• **Raw data**:
[Start of section]

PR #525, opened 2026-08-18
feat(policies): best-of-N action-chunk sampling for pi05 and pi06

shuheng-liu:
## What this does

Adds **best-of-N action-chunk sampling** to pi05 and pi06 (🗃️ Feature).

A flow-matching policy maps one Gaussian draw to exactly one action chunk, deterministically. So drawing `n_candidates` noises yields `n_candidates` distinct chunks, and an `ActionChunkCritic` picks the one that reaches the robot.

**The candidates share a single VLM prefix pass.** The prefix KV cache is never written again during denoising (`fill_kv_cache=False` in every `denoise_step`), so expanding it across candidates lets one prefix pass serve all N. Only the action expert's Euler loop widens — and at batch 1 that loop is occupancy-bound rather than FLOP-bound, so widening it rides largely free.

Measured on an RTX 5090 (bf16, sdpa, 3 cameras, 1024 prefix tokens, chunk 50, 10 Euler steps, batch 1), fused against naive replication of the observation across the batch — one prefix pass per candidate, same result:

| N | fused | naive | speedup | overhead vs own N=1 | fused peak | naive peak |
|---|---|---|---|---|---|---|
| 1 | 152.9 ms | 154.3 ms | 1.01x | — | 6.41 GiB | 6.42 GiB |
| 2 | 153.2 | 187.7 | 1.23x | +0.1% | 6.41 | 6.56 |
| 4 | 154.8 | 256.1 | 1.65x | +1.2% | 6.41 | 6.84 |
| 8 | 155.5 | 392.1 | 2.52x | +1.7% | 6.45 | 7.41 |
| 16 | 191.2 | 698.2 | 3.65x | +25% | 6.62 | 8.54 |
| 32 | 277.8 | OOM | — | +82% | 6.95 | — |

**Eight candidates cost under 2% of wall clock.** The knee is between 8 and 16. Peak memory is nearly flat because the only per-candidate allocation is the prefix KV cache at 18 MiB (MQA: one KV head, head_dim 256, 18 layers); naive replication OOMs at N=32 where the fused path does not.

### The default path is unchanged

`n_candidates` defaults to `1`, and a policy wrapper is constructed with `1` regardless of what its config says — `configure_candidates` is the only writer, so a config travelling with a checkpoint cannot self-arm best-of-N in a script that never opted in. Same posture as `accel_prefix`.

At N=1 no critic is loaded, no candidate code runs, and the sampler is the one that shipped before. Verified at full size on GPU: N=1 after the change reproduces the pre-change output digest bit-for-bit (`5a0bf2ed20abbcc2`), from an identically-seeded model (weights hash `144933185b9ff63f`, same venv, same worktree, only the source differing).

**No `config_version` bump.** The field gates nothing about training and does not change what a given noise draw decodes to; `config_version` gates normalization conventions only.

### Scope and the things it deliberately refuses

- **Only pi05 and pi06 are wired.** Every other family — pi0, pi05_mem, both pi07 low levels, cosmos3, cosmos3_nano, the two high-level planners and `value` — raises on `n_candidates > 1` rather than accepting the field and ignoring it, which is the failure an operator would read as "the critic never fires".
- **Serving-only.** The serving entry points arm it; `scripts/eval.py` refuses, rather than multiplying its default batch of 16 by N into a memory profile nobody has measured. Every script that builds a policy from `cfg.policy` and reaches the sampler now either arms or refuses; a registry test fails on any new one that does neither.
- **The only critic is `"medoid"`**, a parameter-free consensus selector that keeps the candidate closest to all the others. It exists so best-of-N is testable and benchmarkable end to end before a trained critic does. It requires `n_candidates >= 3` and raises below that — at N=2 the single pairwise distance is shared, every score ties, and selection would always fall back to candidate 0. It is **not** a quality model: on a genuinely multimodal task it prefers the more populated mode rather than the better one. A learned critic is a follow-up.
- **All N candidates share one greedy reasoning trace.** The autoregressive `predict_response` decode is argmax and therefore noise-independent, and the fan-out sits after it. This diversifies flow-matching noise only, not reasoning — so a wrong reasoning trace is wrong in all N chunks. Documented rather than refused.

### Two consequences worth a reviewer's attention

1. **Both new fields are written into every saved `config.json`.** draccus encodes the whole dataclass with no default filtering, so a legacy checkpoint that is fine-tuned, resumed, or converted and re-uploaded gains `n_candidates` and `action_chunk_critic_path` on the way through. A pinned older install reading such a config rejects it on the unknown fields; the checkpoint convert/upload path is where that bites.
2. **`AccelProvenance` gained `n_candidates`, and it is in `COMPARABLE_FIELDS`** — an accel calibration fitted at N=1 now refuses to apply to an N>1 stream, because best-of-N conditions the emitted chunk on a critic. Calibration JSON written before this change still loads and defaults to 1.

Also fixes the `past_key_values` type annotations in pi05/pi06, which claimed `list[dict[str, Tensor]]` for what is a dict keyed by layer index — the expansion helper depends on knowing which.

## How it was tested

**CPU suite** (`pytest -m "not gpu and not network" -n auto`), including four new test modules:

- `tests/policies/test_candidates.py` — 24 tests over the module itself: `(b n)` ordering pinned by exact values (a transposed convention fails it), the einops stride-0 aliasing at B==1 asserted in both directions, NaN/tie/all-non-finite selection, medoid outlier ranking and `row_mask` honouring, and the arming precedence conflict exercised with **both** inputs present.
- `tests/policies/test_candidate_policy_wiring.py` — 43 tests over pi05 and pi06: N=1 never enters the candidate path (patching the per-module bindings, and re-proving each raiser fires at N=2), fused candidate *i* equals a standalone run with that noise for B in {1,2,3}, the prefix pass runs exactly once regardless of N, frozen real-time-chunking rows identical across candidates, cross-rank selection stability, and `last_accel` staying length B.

[End of section]
[Start of section]

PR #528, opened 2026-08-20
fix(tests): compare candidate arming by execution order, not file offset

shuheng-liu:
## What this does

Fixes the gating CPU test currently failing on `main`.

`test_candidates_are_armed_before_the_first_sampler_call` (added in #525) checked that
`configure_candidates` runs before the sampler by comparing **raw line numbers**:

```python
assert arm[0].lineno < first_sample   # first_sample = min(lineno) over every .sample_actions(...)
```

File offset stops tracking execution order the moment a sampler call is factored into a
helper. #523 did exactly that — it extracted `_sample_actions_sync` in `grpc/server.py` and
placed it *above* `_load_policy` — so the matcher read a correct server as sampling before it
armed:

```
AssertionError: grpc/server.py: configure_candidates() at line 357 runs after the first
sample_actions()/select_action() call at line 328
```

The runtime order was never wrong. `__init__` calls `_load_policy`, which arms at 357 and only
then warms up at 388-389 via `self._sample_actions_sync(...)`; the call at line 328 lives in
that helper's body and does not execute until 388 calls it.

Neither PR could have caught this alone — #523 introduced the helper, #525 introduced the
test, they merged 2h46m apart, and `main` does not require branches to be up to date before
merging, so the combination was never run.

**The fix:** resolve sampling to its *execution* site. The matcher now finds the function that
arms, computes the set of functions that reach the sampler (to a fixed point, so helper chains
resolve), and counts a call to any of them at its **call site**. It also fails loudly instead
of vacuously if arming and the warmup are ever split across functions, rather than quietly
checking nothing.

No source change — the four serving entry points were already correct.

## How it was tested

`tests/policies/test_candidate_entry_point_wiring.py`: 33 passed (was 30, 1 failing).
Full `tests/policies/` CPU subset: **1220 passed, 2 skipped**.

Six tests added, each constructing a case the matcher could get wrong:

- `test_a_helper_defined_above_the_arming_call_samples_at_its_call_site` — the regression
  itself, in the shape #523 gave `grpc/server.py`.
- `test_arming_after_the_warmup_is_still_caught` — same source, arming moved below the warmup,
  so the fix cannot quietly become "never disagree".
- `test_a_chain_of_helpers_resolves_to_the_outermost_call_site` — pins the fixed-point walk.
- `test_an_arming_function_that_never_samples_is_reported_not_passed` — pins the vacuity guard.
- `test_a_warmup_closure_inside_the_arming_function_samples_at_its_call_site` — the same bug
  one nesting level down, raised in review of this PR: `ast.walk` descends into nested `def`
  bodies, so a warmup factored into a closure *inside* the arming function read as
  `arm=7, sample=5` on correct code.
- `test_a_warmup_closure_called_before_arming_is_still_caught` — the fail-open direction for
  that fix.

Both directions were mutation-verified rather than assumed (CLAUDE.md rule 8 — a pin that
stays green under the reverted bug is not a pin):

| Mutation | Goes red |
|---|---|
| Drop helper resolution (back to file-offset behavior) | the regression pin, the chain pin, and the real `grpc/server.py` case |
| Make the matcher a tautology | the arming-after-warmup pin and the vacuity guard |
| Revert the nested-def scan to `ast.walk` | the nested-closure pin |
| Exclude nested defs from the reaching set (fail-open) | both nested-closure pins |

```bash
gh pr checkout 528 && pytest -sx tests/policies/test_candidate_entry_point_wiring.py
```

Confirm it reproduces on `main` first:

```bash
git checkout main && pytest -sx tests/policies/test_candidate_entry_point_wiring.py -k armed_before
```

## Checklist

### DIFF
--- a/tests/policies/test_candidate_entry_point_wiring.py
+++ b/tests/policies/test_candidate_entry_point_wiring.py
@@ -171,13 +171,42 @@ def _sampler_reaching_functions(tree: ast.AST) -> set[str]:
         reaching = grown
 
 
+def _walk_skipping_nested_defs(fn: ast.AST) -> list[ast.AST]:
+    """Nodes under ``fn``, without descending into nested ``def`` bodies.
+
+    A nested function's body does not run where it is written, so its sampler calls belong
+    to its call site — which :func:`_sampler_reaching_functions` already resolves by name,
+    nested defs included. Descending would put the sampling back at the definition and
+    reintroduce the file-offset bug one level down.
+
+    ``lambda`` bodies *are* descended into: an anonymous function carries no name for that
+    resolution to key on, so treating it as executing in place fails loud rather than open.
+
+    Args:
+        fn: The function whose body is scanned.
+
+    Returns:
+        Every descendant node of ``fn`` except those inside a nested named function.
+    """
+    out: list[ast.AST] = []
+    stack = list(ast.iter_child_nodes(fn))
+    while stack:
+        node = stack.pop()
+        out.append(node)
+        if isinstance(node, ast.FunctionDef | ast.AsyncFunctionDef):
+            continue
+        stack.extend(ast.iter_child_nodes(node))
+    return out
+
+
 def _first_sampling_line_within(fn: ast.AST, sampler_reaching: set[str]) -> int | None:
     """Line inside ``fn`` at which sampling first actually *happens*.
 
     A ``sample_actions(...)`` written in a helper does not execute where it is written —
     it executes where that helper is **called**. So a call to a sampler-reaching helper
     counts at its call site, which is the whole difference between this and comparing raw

[End of section]
[Start of section]

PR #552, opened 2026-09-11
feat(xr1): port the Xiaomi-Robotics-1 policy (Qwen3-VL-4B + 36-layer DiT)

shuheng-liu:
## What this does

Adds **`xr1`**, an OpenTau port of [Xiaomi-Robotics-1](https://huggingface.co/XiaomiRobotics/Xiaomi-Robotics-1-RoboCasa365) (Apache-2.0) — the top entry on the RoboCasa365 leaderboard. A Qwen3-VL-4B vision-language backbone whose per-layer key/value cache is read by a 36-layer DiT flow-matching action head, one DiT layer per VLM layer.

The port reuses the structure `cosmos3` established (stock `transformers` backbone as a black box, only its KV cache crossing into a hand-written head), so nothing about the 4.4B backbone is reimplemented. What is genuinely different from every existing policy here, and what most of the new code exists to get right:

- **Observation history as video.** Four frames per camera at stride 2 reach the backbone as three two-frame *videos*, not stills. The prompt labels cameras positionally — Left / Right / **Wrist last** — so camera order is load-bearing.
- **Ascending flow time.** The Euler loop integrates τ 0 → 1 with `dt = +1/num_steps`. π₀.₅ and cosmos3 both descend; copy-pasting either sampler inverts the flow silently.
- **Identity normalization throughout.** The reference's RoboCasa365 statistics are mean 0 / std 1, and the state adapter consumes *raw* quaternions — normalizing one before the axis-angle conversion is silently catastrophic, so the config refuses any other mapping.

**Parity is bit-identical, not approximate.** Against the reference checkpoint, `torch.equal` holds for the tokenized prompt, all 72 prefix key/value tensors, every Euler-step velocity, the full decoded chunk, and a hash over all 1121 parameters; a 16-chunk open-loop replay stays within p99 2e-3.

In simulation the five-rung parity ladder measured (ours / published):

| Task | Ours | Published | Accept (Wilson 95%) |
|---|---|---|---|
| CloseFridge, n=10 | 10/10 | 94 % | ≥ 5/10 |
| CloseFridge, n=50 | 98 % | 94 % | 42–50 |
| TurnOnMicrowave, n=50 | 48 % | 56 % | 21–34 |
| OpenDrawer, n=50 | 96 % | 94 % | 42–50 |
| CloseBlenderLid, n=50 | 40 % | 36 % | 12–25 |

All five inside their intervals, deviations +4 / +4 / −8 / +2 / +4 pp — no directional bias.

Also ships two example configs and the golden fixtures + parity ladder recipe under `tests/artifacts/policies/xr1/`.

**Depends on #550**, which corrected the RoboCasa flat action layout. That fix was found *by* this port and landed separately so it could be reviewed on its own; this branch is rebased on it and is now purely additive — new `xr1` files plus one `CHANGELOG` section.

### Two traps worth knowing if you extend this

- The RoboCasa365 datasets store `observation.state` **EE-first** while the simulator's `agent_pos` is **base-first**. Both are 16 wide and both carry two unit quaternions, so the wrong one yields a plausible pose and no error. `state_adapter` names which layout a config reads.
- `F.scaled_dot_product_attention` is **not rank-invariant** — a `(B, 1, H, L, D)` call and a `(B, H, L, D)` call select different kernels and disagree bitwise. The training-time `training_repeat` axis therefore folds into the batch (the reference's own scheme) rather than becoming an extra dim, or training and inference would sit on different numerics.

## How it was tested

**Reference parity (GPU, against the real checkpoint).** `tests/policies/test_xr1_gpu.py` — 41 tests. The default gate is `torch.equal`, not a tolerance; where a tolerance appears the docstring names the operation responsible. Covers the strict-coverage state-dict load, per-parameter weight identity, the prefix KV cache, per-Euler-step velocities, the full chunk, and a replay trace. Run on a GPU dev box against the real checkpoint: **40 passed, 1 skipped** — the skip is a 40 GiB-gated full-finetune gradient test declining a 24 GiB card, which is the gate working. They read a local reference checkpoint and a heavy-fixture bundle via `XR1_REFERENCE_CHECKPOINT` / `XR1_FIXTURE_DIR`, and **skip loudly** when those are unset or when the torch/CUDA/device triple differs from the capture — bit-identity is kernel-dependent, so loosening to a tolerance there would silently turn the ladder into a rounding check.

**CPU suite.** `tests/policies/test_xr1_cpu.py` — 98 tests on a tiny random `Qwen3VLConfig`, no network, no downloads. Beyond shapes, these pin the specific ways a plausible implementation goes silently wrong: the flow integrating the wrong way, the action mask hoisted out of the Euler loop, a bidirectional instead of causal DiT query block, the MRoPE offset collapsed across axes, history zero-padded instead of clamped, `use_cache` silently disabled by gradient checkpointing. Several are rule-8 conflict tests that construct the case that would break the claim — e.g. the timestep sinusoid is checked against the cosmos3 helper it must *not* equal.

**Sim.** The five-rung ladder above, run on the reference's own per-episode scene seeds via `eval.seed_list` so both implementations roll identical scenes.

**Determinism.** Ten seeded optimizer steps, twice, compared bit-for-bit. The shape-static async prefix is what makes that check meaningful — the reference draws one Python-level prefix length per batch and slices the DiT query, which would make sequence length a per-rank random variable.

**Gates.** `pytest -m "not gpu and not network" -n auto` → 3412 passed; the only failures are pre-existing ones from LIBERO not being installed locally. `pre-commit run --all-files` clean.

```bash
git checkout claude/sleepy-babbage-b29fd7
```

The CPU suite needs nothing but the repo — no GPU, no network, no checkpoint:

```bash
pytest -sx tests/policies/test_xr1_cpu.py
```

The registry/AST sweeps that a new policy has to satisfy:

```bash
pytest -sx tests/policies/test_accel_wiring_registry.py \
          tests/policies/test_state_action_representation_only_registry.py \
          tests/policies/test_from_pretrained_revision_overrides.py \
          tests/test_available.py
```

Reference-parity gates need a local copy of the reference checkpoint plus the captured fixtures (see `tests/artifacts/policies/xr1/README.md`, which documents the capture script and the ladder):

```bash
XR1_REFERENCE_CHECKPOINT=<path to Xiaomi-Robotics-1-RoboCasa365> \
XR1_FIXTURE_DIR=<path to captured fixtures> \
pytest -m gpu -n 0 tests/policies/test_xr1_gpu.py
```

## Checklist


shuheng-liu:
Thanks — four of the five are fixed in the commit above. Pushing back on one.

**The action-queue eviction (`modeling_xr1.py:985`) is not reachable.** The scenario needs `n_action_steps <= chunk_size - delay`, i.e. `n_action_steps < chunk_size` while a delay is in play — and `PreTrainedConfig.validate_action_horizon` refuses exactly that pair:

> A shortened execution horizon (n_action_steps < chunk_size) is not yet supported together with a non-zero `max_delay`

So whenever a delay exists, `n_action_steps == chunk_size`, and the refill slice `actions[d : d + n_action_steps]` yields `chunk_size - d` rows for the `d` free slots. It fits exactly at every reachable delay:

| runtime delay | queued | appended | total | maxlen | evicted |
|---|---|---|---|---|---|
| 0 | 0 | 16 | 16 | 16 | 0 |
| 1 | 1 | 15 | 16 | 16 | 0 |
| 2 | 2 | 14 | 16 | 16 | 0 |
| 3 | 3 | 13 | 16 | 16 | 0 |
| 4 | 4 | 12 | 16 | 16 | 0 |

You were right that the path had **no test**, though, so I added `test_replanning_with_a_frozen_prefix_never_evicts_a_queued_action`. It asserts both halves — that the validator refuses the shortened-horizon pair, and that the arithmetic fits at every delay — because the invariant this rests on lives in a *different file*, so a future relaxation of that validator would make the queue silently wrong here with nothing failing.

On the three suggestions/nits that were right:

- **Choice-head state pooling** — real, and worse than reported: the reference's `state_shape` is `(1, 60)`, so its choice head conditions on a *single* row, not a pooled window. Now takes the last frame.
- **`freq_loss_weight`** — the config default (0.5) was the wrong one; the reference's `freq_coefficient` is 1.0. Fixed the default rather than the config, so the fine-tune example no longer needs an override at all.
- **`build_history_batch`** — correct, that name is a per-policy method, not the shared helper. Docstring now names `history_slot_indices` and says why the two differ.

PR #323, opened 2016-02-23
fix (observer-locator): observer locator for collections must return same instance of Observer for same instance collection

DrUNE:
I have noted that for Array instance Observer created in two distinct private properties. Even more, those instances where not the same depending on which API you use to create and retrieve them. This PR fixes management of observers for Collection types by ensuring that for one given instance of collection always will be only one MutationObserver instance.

[End of section]

• **Exercise objective**: In the material above, transcribe exactly the lines beginning at the one with "rather than open." and ending at the one with "counts at its", both included.

• **Answer space**:
+    resolution to key on, so treating it as executing in place fails loud rather than open.
+
+    Args:
+        fn: The function whose body is scanned.
+
+    Returns:
+        Every descendant node of ``fn`` except those inside a nested named function.
+    """
+    out: list[ast.AST] = []
+    stack = list(ast.iter_child_nodes(fn))
+    while stack:
+        node = stack.pop()
+        out.append(node)
+        if isinstance(node, ast.FunctionDef | ast.AsyncFunctionDef):
+            continue
+        stack.extend(ast.iter_child_nodes(node))
+    return out
+
+
 def _first_sampling_line_within(fn: ast.AST, sampler_reaching: set[str]) -> int | None:
     """Line inside ``fn`` at which sampling first actually *happens*.
 
     A ``sample_actions(...)`` written in a helper does not execute where it is written —
     it executes where that helper is **called**. So a call to a sampler-reaching helper
     counts at its call site, which is the whole difference between this and comparing raw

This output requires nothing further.